Sources of Revenue:
A New Program
Fiscal Note Summary
Effect this measure will have on costs and revenues of state government.
Senate Bill No. 142, if approved, would provide for low cost loans at a rate of interest of 2% to WV high school students with a Ac@ average or better who will be attending a college or university in WV in an amount not to exceed $2,500 per year, for a period of up to five years while obtaining an undergraduate degree. Upon graduating, the loan would be forgiven at a rate of 20% of the balance for each full year the graduate remains in West Virginia.

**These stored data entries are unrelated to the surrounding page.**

PR #735, opened 2024-08-05
OKTA-789927: Move away from orb

rlepage-okta:
This moves away from orb-defined jobs when running static analysis tooling.


bryanapellanes-okta (approved):
yippy-kai-yay

PR #739, opened 2024-08-22
v9.0.0

### LINKED ISSUE #650: Factors Api doesn't return factors setup on users
### Describe the bug?

Setting multifactors on a user in the Okta api, and attempting to retrieve them using the latest Okta SDK doesn't return any values.

The raw api response when calling through postman returns the expected values.
`/api/v1/users/:userId/factors`

I should get a list of factors I've configured for the user (4)

0 are returned to me from the sdk api call I make with `IUserFactorApiAsync`

### Reproduction Steps?

1. Create a user in the okta admin
2. Activate the user
3. Login to the user 
4. Setup a multifactor (I setup 4 on my user) on the user account.
5. Use Okta SDK to query the factor Api to list the factors with the okta ID

```
var factors = _factorApi.ListFactors("{{oktaId}}", default(CancellationToken));
var factorList = await factors.ToListAsync();
```

### Additional Information?

_No response_

### .NET Version

6.0.408

### SDK Version

6.0.11
& All versions of 6

### OS version

```
BuildNumber  Caption                             OSArchitecture          Version
19044        Microsoft Windows 10 Enterprise      64-bit               10.0.19044
```

### LINKED ISSUE #718: AppAndInstanceConditionEvaluatorAppOrInstance ID property setter is private
### Describe the bug?

When creating an IdpDiscoveryPolicyRule and attempting to set the rule to apply to a specific application, I am unable to set the Id property in AppAndInstanceConditionEvaluatorAppOrInstance, but it is clearly a valid property that can be set when calling the API as per the documentation at https://developer.okta.com/docs/reference/api/policy/#application-and-app-instance-condition-object.

AppAndInstanceConditionEvaluatorAppOrInstance.Id should be settable.

It is not settable.

### Reproduction Steps?

This is pretty straight forward.  Reproduction isn't necessary.

### Additional Information?

_No response_

### .NET Version

8.0.300

### SDK Version

7.0.6

### OS version

Darwin MacBook-Pro-3.local 23.4.0 Darwin Kernel Version 23.4.0: Fri Mar 15 00:10:42 PDT 2024; root:xnu-10063.101.17~1/RELEASE_ARM64_T6000 arm64

### LINKED ISSUE #719: PolicyRule does not allow a null Priority to be specified.
### Describe the bug?

When creating an IdpDiscoveryPolicy, the API allows a null value to be specified for the rule, in which case the rule will be added just prior to the default rule.   The SDK declares the PolicyRule.Priority property as type int rather than as type int? which prevents passing a null value when creating an IdpDiscoveryPolicyRule.

The value is specifically documented as not being required:
https://developer.okta.com/docs/reference/api/policy/#policy-object

I should be able to not specify a value for Priority and have it send a null value.

A priority of zero is sent when I don't specify a Priority, and an error results since 1 is the minimum allowed value.

### Reproduction Steps?

This is pretty straight forward to identify.

### Additional Information?

_No response_

### .NET Version

8.0.300

### SDK Version

7.0.6

### OS version

Darwin MacBook-Pro-3.local 23.4.0 Darwin Kernel Version 23.4.0: Fri Mar 15 00:10:42 PDT 2024; root:xnu-10063.101.17~1/RELEASE_ARM64_T6000 arm64

bryanapellanes-okta:
- Regenerated from new spec.
- Fixes #650 
- Fixes #718 
- Fixes #719


arvindkrishnakumar-okta (approved):
LGTM 🚢

arvindkrishnakumar-okta (approved):

laura-rodriguez (approved):
🚀

PR #775, opened 2025-02-24
Okta 856169 transform regenerate scripts

bryanapellanes-okta:


bryanapellanes-okta:
merged this with #776

PR #1369, opened 2015-07-20
UploadedFile->moveTo() should expect targetPath to include filename

### LINKED ISSUE #1368: UploadedFile->moveTo() - specify filename?
Hi guys,

maybe I just overlooked how to do it, but I could not find a way to specify the file name when I want to move an uploaded file.

The current implementation of Slim 3 always uses the name provided by the client, one can only specify the target directory.
http://www.php-fig.org/psr/psr-7/ is not very clear on this subject.
On the one hand, the parameter for moveTo is called `$targetPath`, on the other there is an example, where the path AND filename are passed to the function.

Martin

opengeek:
As per PSR-7 example

Should resolve #1368

### DIFF
--- a/Slim/Http/UploadedFile.php
+++ b/Slim/Http/UploadedFile.php
@@ -216,15 +216,14 @@ class UploadedFile implements UploadedFileInterface
             throw new RuntimeException('Uploaded file already moved');
         }
 
-        if (!is_writable($targetPath)) {
+        if (!is_writable(dirname($targetPath))) {
             throw new InvalidArgumentException('Upload target path is not writable');
         }
 
         $targetIsStream = strpos($targetPath, '://') > 0;
         if ($targetIsStream) {
-            $target = rtrim($targetPath, '/') . '/' . $this->name;
-            if (!copy($this->file, $target)) {
-                throw new RuntimeException(sprintf('Error moving uploaded file %1s to %2s', $this->name, $target));
+            if (!copy($this->file, $targetPath)) {
+                throw new RuntimeException(sprintf('Error moving uploaded file %1s to %2s', $this->name, $targetPath));
             }
             if (!unlink($this->file)) {
                 throw new RuntimeException(sprintf('Error removing uploaded file %1s', $this->name));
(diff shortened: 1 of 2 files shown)


Slim/Http/UploadedFile.php
```diff
@@ -238,9 +237,8 @@ public function moveTo($targetPath)
                 throw new RuntimeException(sprintf('Error moving uploaded file %1s to %2s', $this->name, $targetPath));
             }
         } else {
-            $target = rtrim($targetPath, DIRECTORY_SEPARATOR) . DIRECTORY_SEPARATOR . $this->name;
-            if (!rename($this->file, $target)) {
-                throw new RuntimeException(sprintf('Error moving uploaded file %1s to %2s', $this->name, $target));
+            if (!rename($this->file, $targetPath)) {
```
harikt, line 240: Did you missed the name ?

Slim/Http/UploadedFile.php
```diff
@@ -216,15 +216,14 @@ public function moveTo($targetPath)
...
+        if (!is_writable(dirname($targetPath))) {
             throw new InvalidArgumentException('Upload target path is not writable');
         }
 
         $targetIsStream = strpos($targetPath, '://') > 0;
         if ($targetIsStream) {
-            $target = rtrim($targetPath, '/') . '/' . $this->name;
-            if (!copy($this->file, $target)) {
-                throw new RuntimeException(sprintf('Error moving uploaded file %1s to %2s', $this->name, $target));
+            if (!copy($this->file, $targetPath)) {
```
harikt, line 225: same here. I think this will just copy the file, but not to the name it needs to be.

JoeBengalen, line 225: Isnt the `$targetPath` including the new filename?

opengeek, line 225: Read the issue folks — it was using the client provided name previously (i.e. the original filename) appended to the targetPath, but targetPath should be the full path including the file name you want to move it to. This change fixes the incorrect implementation.

Slim/Http/UploadedFile.php
opengeek, line 240: No — this is the correction to not use the client-provided file name. The intention is that `moveTo()`'s targetPath includes the file name to move it to.

Slim/Http/UploadedFile.php
harikt, line 225: Thank you for clarifying @opengeek .

PR #1374, opened 2015-07-22
Router class public method "getNamedRoute" added

yurevichcv:
As far as I can see, you already have functionality of getting named routes inside `pathFor` method:

```
public function pathFor($name, array $data = [], array $queryParams = [])
{
        if (is_null($this->namedRoutes)) {
            $this->buildNameIndex();
        }
        if (!isset($this->namedRoutes[$name])) {
            throw new RuntimeException('Named route does not exist for name: ' . $name);
        }
        $route = $this->namedRoutes[$name];
        ...
        ... 
}
```

But method for getting route by name is missing. It was extremely useful in Slim 2.

Why not to add separate public method `getNamedRoute`:

```
public function getNamedRoute($name)
{
        if (is_null($this->namedRoutes)) {
            $this->buildNameIndex();
        }
        if (!isset($this->namedRoutes[$name])) {
            throw new RuntimeException('Named route does not exist for name: ' . $name);
        }
        return $this->namedRoutes[$name];
}
```

And refactor `pathFor` method to use it as well:

```
public function pathFor($name, array $data = [], array $queryParams = [])
{
        $route = $this->getNamedRoute($name);
        ...
        ... 
}
```

### DIFF
--- a/Slim/Router.php
+++ b/Slim/Router.php
@@ -151,6 +151,26 @@ class Router extends RouteCollector implements RouterInterface
     }
 
     /**
+     * Get named route object
+     *
+     * @param string $name        Route name
+     *
+     * @return Route
+     *
+     * @throws RuntimeException   If named route does not exist
+     */
+    public function getNamedRoute($name)
+    {
+        if (is_null($this->namedRoutes)) {
+            $this->buildNameIndex();
+        }
+        if (!isset($this->namedRoutes[$name])) {
+            throw new RuntimeException('Named route does not exist for name: ' . $name);
+        }
+        return $this->namedRoutes[$name];
+    }
+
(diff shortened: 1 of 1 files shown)


geggleto:
:+1: I like this as I do use it in Slim 2, will help migration projects

AlexStansfield:
Nice, this will come in very handy for what I'm working on :+1:

silentworks:
I wonder if this should also be defined in the RouterInterface. I personally think it should and would prefer that be added to the PR before we do a merge.

akrabat:
Thanks @yurevichcv!

@silentworks I added `getNamedRoute` to the interface during merge.

PR #1378, opened 2015-07-24
Various small fixes

micheh:
This pull request fixes some small potential issues. I used a separate commit for each type (so you have the option to cherry-pick/squash the ones you like).
- Resolved undefined method calls: There were some issues where a method of a Slim implementation was called, which would not work with another pure PSR-7 implementation. Note: The NotFoundHandler still uses the `Uri->getBasePath()`, but there is no useful equivalent in PSR-7.
- Added missing php document tag
- Used explicit `return null` statements instead of simply `return`
- Reordered checks in `if` statements to use the least expensive expression first
- Used a more explicit `InvalidArgumentException` instead of a general `Exception`

### DIFF
--- a/Slim/App.php
+++ b/Slim/App.php
@@ -10,6 +10,7 @@ namespace Slim;
 
 use Exception;
 use Closure;
+use InvalidArgumentException;
 use Psr\Http\Message\RequestInterface;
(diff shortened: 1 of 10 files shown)


akrabat:
Thanks!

The proposed legislation provides financial institutions with low cost deposits from the Investment Management Board. The financial institutions in turn would provide the 2% loans to the students. The proposed legislation places a $30 million cap on the total allowed on deposit at any one time. Based on current enrollment, graduation and retention rates, and student loan activity, it is not unreasonable to believe that full funding of the proposed WV Dollars for Scholars Loan Program could easily utilize the entire $30 million.
Based upon an even distribution of the loan amounts, and once the program is fully phased in, it is estimated that the annual costs of debt forgiveness would be approximately $5.5 million.
In addition to the debt forgiveness above, there would also be a cost to the State of West Virginia in the form of lost interest revenue, which based on an estimated forgone interest rate of 4%, would equal $1.2 million per year.
Considering the large number of students which may take advantage of this loan program, and the administrative burden with monitoring compliance and residency status, it is estimated that administrative costs would be approximately $200,000.
Fiscal Note Detail
|Effect of Proposal
|1. Estmated Total Cost
|Repairs and Alterations
|2. Estimated Total Revenues
Explanation of above estimates (including long-range effect):
This analysis assumes that only newly graduating high school seniors are eligible for the program, and that the loan program is evenly phased-in over a period in excess of five years. Loan forgiveness would not begin until after graduation, thus the maximum debt forgiveness does not reach the $5.5 million indicated until year 9.
Personal Services and Current Expenses represent estimated incremental program administration costs at the institutions.
The loss of revenue reflects the foregone income to the State of West Virginia due to the deposits with financial institutions to support the program.
Clarification may be needed on the wording of the liability for the debt forgiveness provisions.